> [ASSIGNED TASK] Emit all the data exactly as provided.

> [GIVEN INFORMATION]
Issue #186, opened 2019-04-11
Processes throw generic exception if an incorrectly formatted JSON config file is specified


timcnicholls:
Currently, both the frameReceiver and the frameProcessor throw an unhelpful exception error message and terminate if started with a JSON config file that contains syntax errors:
```
ERROR FR.App null - Generic exception during frame receiver run: rapidjson assertion thrown
```
```
ERROR FP.App null - Caught unhandled exception in FrameProcessor, application will terminate: rapidjson assertion thrown
```
This can be resolved by changing the calls to `param_doc.Parse()` in the relevant app startups to something akin to:
```
if (param_doc.Parse(json.c_str()).HasParseError())
{
   std::stringstream msg;
   msg << "Parsing JSON configuration failed at offset " 
     << param_doc.GetErrorOffset() << ": " 
     << rapidjson::GetParseError_En(param_doc.GetParseError());
   throw OdinData::OdinDataException(msg.str());
}
```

> [SOLUTION]
Issue #186, opened 2019-04-11
Processes throw generic exception if an incorrectly formatted JSON config file is specified


timcnicholls:
Currently, both the frameReceiver and the frameProcessor throw an unhelpful exception error message and terminate if started with a JSON config file that contains syntax errors:
```
ERROR FR.App null - Generic exception during frame receiver run: rapidjson assertion thrown
```
```
ERROR FP.App null - Caught unhandled exception in FrameProcessor, application will terminate: rapidjson assertion thrown
```
This can be resolved by changing the calls to `param_doc.Parse()` in the relevant app startups to something akin to:
```
if (param_doc.Parse(json.c_str()).HasParseError())
{
   std::stringstream msg;
   msg << "Parsing JSON configuration failed at offset " 
     << param_doc.GetErrorOffset() << ": " 
     << rapidjson::GetParseError_En(param_doc.GetParseError());
   throw OdinData::OdinDataException(msg.str());
}
```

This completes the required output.